___ INFORMATION

PR #359, opened 2019-10-01
Add support for dynamic weight

riendegris:
Weight is now a function of the place type.

### DIFF
--- a/Cargo.toml
+++ b/Cargo.toml
@@ -16,7 +16,7 @@ slog-envlogger = "2.1"
 slog-async = "2.3"
 structopt = "0.2"
 csv = "1"
-rs-es = { git = "https://github.com/canaltp/rs-es", features = ["geo"]}
+rs-es = { path = "../rs-es", features = ["geo"]}
 regex = "1"
 osmpbfreader = "0.13.2"
 chrono = "0.4"
--- a/Cargo.toml
+++ b/Cargo.toml
@@ -16,7 +16,7 @@ slog-envlogger = "2.1"
 slog-async = "2.3"
 structopt = "0.2"
 csv = "1"
-rs-es = { path = "../rs-es", features = ["geo"]}
+rs-es = { git = "https://github.com/canaltp/rs-es", features = ["geo"]}
 regex = "1"
 osmpbfreader = "0.13.2"
 chrono = "0.4"
--- a/Cargo.toml
+++ b/Cargo.toml
@@ -16,7 +16,7 @@ slog-envlogger = "2.1"
 slog-async = "2.3"
 structopt = "0.2"
 csv = "1"
-rs-es = { version = "^0.12.0", features = ["geo"]}
+rs-es = { git = "https://github.com/canaltp/rs-es", features = ["geo"]}
 regex = "1"
 osmpbfreader = "0.13.2"
 chrono = "0.4"
--- a/libs/bragi/src/query.rs
+++ b/libs/bragi/src/query.rs
@@ -151,7 +151,7 @@ fn build_with_weight<A: Into<Option<f64>>>(factor: A) -> Query {
 
     Query::build_function_score()
         .with_functions(vec![
-            weighted(Stop::doc_type(), 10.0),
+            weighted(Stop::doc_type(), 100.0),
             weighted(Addr::doc_type(), 1.0),
             weighted(Admin::doc_type(), 1.0),
             weighted(Poi::doc_type(), 1.0),
--- a/libs/bragi/src/query.rs
+++ b/libs/bragi/src/query.rs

______

• **EXERCISE DETAILS**
The requested lines run from the one with "Add support for dynamic weight" through the last line of the records. Return them exactly.

• **RESULT**
Add support for dynamic weight

riendegris:
Weight is now a function of the place type.

### DIFF
--- a/Cargo.toml
+++ b/Cargo.toml
@@ -16,7 +16,7 @@ slog-envlogger = "2.1"
 slog-async = "2.3"
 structopt = "0.2"
 csv = "1"
-rs-es = { git = "https://github.com/canaltp/rs-es", features = ["geo"]}
+rs-es = { path = "../rs-es", features = ["geo"]}
 regex = "1"
 osmpbfreader = "0.13.2"
 chrono = "0.4"
--- a/Cargo.toml
+++ b/Cargo.toml
@@ -16,7 +16,7 @@ slog-envlogger = "2.1"
 slog-async = "2.3"
 structopt = "0.2"
 csv = "1"
-rs-es = { path = "../rs-es", features = ["geo"]}
+rs-es = { git = "https://github.com/canaltp/rs-es", features = ["geo"]}
 regex = "1"
 osmpbfreader = "0.13.2"
 chrono = "0.4"
--- a/Cargo.toml
+++ b/Cargo.toml
@@ -16,7 +16,7 @@ slog-envlogger = "2.1"
 slog-async = "2.3"
 structopt = "0.2"
 csv = "1"
-rs-es = { version = "^0.12.0", features = ["geo"]}
+rs-es = { git = "https://github.com/canaltp/rs-es", features = ["geo"]}
 regex = "1"
 osmpbfreader = "0.13.2"
 chrono = "0.4"
--- a/libs/bragi/src/query.rs
+++ b/libs/bragi/src/query.rs
@@ -151,7 +151,7 @@ fn build_with_weight<A: Into<Option<f64>>>(factor: A) -> Query {
 
     Query::build_function_score()
         .with_functions(vec![
-            weighted(Stop::doc_type(), 10.0),
+            weighted(Stop::doc_type(), 100.0),
             weighted(Addr::doc_type(), 1.0),
             weighted(Admin::doc_type(), 1.0),
             weighted(Poi::doc_type(), 1.0),
--- a/libs/bragi/src/query.rs
+++ b/libs/bragi/src/query.rs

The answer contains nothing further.